Exercise. In the entries below, find every line with "think" and copy it.

Dataset content.

PR #1286, opened 2026-04-24
Track referenced OpenAPI files for task invalidation

alvarosanchez:
## Summary

Fixes #1227

- track recursively referenced local OpenAPI files as Gradle task inputs for shared generator tasks
- resolve referenced files by parsing structured YAML and JSON so only real `$ref` keys are followed
- add regressions for recursive local refs, ref-like text in comments/examples, and self-referential YAML aliases

## Test plan

- [x] `./gradlew -p .paperclip/worktrees/DEV-106 :micronaut-openapi-plugin:test --tests 'io.micronaut.openapi.gradle.OpenApiClientGeneratorSpec.reruns client generation when a recursively referenced local file changes' --tests 'io.micronaut.openapi.gradle.OpenApiClientGeneratorSpec.ignores ref-like text in comments and example blocks for task inputs' --tests 'io.micronaut.gradle.openapi.tasks.OpenApiReferenceResolverSpec'`
- [x] `./gradlew -p .paperclip/worktrees/DEV-106 :micronaut-openapi-plugin:check`

## Release Board Context

- QA-selected Micronaut organization project: `5.0.0 Release`
- Ambiguity note: the public project set also contained `5.0.0-M3`, but `5.0.0 Release` remained the best fit for default-branch bug work on the unreleased `5.0.0` line.
- Live project state at PR creation time: the visible open/public Projects v2 list currently includes `5.0.0-M3` but does not include `5.0.0 Release`, so no project link could be applied in this run.

---
###### ✨ This message was AI-generated using gpt-5.4

### DIFF
--- a/gradle/libs.versions.toml
+++ b/gradle/libs.versions.toml
@@ -16,6 +16,7 @@ mockserver = "5.15.0"
 log4j2 = "2.25.4"
 tomlj = "1.1.1"
 openrewrite = "7.32.2"
+swagger-parser = "2.1.38"
 
 micronaut-platform = "5.0.2" # This is the platform version, used in our tests
 micronaut-aot = "3.0.0"
@@ -51,6 +52,7 @@ micronaut-aot-std = { module = "io.micronaut.aot:micronaut-aot-std-optimizers", 
 micronaut-aot-cli = { module = "io.micronaut.aot:micronaut-aot-cli", version.ref = "micronaut-aot" }
 
 micronaut-openapi-generator = { module = "io.micronaut.openapi:micronaut-openapi-generator", version.ref = "micronaut-openapi" }
+swagger-parser-v3 = { module = "io.swagger.parser.v3:swagger-parser-v3", version.ref = "swagger-parser" }
 
 micronaut-testresources = { module = "io.micronaut.testresources:micronaut-test-resources-build-tools", version.ref = "micronaut-testresources" }
 
--- a/openapi-plugin/src/main/java/io/micronaut/gradle/openapi/tasks/OpenApiReferenceResolver.java
+++ b/openapi-plugin/src/main/java/io/micronaut/gradle/openapi/tasks/OpenApiReferenceResolver.java
@@ -1,0 +1,264 @@
+/*
+ * Copyright 2003-2021 the original author or authors.
+ *
+ * Licensed under the Apache License, Version 2.0 (the "License");
+ * you may not use this file except in compliance with the License.
+ * You may obtain a copy of the License at
+ *
+ *     https://www.apache.org/licenses/LICENSE-2.0
+ *
+ * Unless required by applicable law or agreed to in writing, software
+ * distributed under the License is distributed on an "AS IS" BASIS,
+ * WITHOUT WARRANTIES OR CONDITIONS OF ANY KIND, either express or implied.
+ * See the License for the specific language governing permissions and
+ * limitations under the License.
+ */
+package io.micronaut.gradle.openapi.tasks;
+
+import java.io.File;
+import java.io.IOException;
+import java.lang.reflect.InvocationTargetException;
+import java.lang.reflect.Method;
+import java.net.URI;
+import java.net.URL;
+import java.net.URLClassLoader;
+import java.nio.charset.StandardCharsets;
+import java.nio.file.Files;
+import java.nio.file.Path;
+import java.util.Collections;
+import java.util.HashSet;
+import java.util.IdentityHashMap;
+import java.util.LinkedHashSet;
+import java.util.List;
+import java.util.Locale;
+import java.util.Map;
+import java.util.Set;
+import java.util.regex.Pattern;
+
+final class OpenApiReferenceResolver {
+
+    private static final Pattern URI_SCHEME_PATTERN = Pattern.compile("^[A-Za-z][A-Za-z0-9+.-]*:.*$");
+    private static final Pattern WINDOWS_ABSOLUTE_PATH_PATTERN = Pattern.compile("^[A-Za-z]:[\\\\/].*$");
+
+    private OpenApiReferenceResolver() {
+    }
+
+    static List<File> referencedFiles(File definitionFile, Iterable<File> parserClasspath) {
+        if (definitionFile == null) {
+            return List.of();
+        }
+        var discoveredFiles = new LinkedHashSet<File>();
+        try (var parser = OpenApiDocumentParser.create(parserClasspath)) {
+            collectReferencedFiles(normalize(definitionFile.toPath()), parser, discoveredFiles, new HashSet<>());
+        } catch (IOException ignored) {
+            return List.of();
+        }
+        return List.copyOf(discoveredFiles);
+    }
+
+    private static void collectReferencedFiles(Path definitionFile, OpenApiDocumentParser parser, Set<File> discoveredFiles, Set<Path> visitedFiles) {
+        if (!Files.isRegularFile(definitionFile) || !visitedFiles.add(definitionFile)) {
+            return;
+        }
+        String content;
+        try {
+            content = Files.readString(definitionFile, StandardCharsets.UTF_8);
+        } catch (IOException ignored) {
+            return;
+        }
+        Object document = parser.parseStructuredDocument(definitionFile, content);
+        if (document == null) {
+            return;
+        }
+        Path baseDirectory = definitionFile.getParent();
+        for (String reference : findReferences(document)) {
+            Path resolvedReference = resolveLocalReference(baseDirectory, reference);
+            if (resolvedReference == null || !Files.isRegularFile(resolvedReference)) {
+                continue;
+            }
+            discoveredFiles.add(resolvedReference.toFile());
+            collectReferencedFiles(resolvedReference, parser, discoveredFiles, visitedFiles);
+        }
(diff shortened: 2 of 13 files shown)


openapi-plugin/src/main/java/io/micronaut/gradle/openapi/tasks/OpenApiReferenceResolver.java
```diff
@@ -0,0 +1,143 @@
...
+        }
+    }
+
+    private static Object parseStructuredDocument(String content) {
+        try {
+            return new Yaml().load(content);
+        } catch (YAMLException ignored) {
+            return null;
+        }
+    }
```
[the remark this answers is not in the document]
alvarosanchez: Addressed in `38bf70ca`.

The resolver now parses with `new Yaml(new SafeConstructor(new LoaderOptions()))`, so referenced-file discovery stays limited to simple YAML/JSON value types instead of general-purpose tagged construction. I also added `OpenApiReferenceResolverSpec.uses safe yaml loading for tagged values` to lock that behavior down.

---
###### ✨ This message was AI-generated using gpt-5.4

openapi-plugin/src/main/java/io/micronaut/gradle/openapi/tasks/OpenApiReferenceResolver.java
```diff
@@ -0,0 +1,143 @@
...
+            }
+            try {
+                return normalize(Path.of(URI.create(referenceLocation)));
+            } catch (IllegalArgumentException ignored) {
+                return null;
+            }
+        }
+        Path effectiveBaseDirectory = baseDirectory == null ? Path.of(".") : baseDirectory;
+        return normalize(effectiveBaseDirectory.resolve(referenceLocation));
+    }
```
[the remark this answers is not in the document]
alvarosanchez: Addressed in `38bf70ca`.

I now special-case Windows drive-letter absolute paths before URI-scheme detection, so refs like `C:/schemas/request.json` and `C:\\schemas\\request.json` are treated as local filesystem paths instead of being dropped as non-`file:` URIs. The resolver spec now includes a focused regression for those forms.

---
###### ✨ This message was AI-generated using gpt-5.4

openapi-plugin/src/main/java/io/micronaut/gradle/openapi/tasks/OpenApiReferenceResolver.java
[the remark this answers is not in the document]
alvarosanchez: I did not add a raw-text fallback here.

That tradeoff is intentional: this issue already went through one security round-trip because raw-text `$ref` scanning overreached into comments and example blocks, and the approved plan explicitly kept referenced-file discovery structure-aware and local-only. I addressed the concrete parser-surface concern by switching to SnakeYAML's safe constructor in `38bf70ca`; if we later find a real OpenAPI document that the generator accepts but this structured resolver rejects, the follow-up should stay narrowly structured rather than reintroducing text scanning.

---
###### ✨ This message was AI-generated using gpt-5.4

gradle/libs.versions.toml
```diff
@@ -16,6 +16,7 @@ mockserver = "5.15.0"
 log4j2 = "2.25.4"
 tomlj = "1.1.1"
 openrewrite = "7.32.2"
+snakeyaml = "2.4"
```
altro3: 2.6

openapi-plugin/src/main/java/io/micronaut/gradle/openapi/tasks/OpenApiReferenceResolver.java
```diff
@@ -0,0 +1,153 @@
...
+                continue;
+            }
+            discoveredFiles.add(resolvedReference.toFile());
+            collectReferencedFiles(resolvedReference, discoveredFiles, visitedFiles);
+        }
+    }
+
+    private static Object parseStructuredDocument(String content) {
+        try {
+            return new Yaml(new SafeConstructor(new LoaderOptions())).load(content);
```
altro3: At the moment, the logic is not correct: some of the schemes can be described in json, and some in yaml - and this is normal, so we need to take into account whether we have json or yaml in front of us.

altro3 (changes requested):

gradle/libs.versions.toml
alvarosanchez: Committed `bc226915` to address this. SnakeYAML is now pinned to `2.6` in the version catalog.

---
###### ✨ This message was AI-generated using gpt-5.5

openapi-plugin/src/main/java/io/micronaut/gradle/openapi/tasks/OpenApiReferenceResolver.java
alvarosanchez: Committed `bc226915` to address this.

The resolver now chooses the parser from the referenced file type: `.json` files are parsed with Jackson JSON, while YAML/YML/OpenAPI files continue through SnakeYAML safe loading. I also added resolver coverage for JSON refs into YAML files and for rejecting YAML-only syntax in `.json` files, so we do not accidentally treat JSON schemas as loose YAML.

---
###### ✨ This message was AI-generated using gpt-5.5

gradle/libs.versions.toml
```diff
@@ -16,6 +16,8 @@ mockserver = "5.15.0"
 log4j2 = "2.25.4"
 tomlj = "1.1.1"
 openrewrite = "7.32.2"
+jackson = "2.19.2"
```
altro3: @alvarosanchez You need to check the AI's correct operation—it often produces nonsense. In this case, version 2.19.2, which was released over a year ago.

If you're not tied to the Swagger model and are parsing as abstract objects, it's better to use the latest version of Jackson—3.x.

openapi-plugin/src/main/java/io/micronaut/gradle/openapi/tasks/OpenApiReferenceResolver.java
```diff
@@ -0,0 +1,177 @@
...
+import java.util.Set;
+import java.util.regex.Pattern;
+import org.yaml.snakeyaml.LoaderOptions;
+import org.yaml.snakeyaml.Yaml;
+import org.yaml.snakeyaml.constructor.SafeConstructor;
+import org.yaml.snakeyaml.error.YAMLException;
+
+final class OpenApiReferenceResolver {
+
+    private static final ObjectMapper JSON_MAPPER = new ObjectMapper();
```
altro3: I hope the standard mapper will be able to correctly parse any specification; perhaps a more correct solution would be to use the Swagger parser. But this is an assumption.

gradle/libs.versions.toml
alvarosanchez: Committed `fe69009d` to address this. The OpenAPI plugin no longer declares a direct Jackson version or `jackson-databind` catalog entry for referenced-file discovery. The resolver now uses the Swagger parser/core parsing stack already aligned with `micronaut-openapi-generator`, with an explicit `swagger-parser-v3:2.1.38` runtime dependency for the plugin.

---
###### ✨ This message was AI-generated using gpt-5.5

openapi-plugin/src/main/java/io/micronaut/gradle/openapi/tasks/OpenApiReferenceResolver.java
alvarosanchez: Committed `fe69009d` to address this. `OpenApiReferenceResolver` now parses structured OpenAPI input through Swagger parser utilities: JSON uses Swagger core's shared JSON mapper and YAML uses `DeserializationUtils.readYamlTree`, while preserving the existing local-only `$ref` traversal and the tests for JSON/YAML file-type behavior, aliases, and unsafe YAML tags.

---
###### ✨ This message was AI-generated using gpt-5.5

gradle/libs.versions.toml
```diff
@@ -16,6 +16,7 @@ mockserver = "5.15.0"
 log4j2 = "2.25.4"
 tomlj = "1.1.1"
 openrewrite = "7.32.2"
+swagger-parser = "2.1.38"
```
altro3, line 19: Here's what I think: this dependency exists in micronaut-openapi , but it's not managed. I suggest making it managed in the micronaut-openapi .bom file and simply using the version specified in micronaut-openapi here to avoid duplicate versions.

alvarosanchez: I do not think this PR should make `micronaut-openapi-generator` an `implementation` dependency just to inherit the parser version here.

The plugin currently keeps the generator on the user-configurable `openApiGeneratorClasspath`; users can override `micronaut.openapi.version`, and the worker then runs with that selected generator. If this plugin adds the generator itself to `implementation`, the plugin runtime starts carrying the build's default generator version regardless of the user's configured OpenAPI version, which is a broader behavior change than this task needs.

I agree the better long-term shape is for `micronaut-openapi` to manage `swagger-parser-v3` in its BOM/metadata so downstreams do not duplicate that version. Until that exists upstream, this PR keeps the explicit parser dependency local to the Gradle plugin runtime because the resolver now directly uses Swagger parser classes before the worker classpath is involved.

---
###### ✨ This message was AI-generated using gpt-5.5

altro3 (approved):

Task answer.
altro3, line 19: Here's what I think: this dependency exists in micronaut-openapi , but it's not managed. I suggest making it managed in the micronaut-openapi .bom file and simply using the version specified in micronaut-openapi here to avoid duplicate versions.
alvarosanchez: I do not think this PR should make `micronaut-openapi-generator` an `implementation` dependency just to inherit the parser version here.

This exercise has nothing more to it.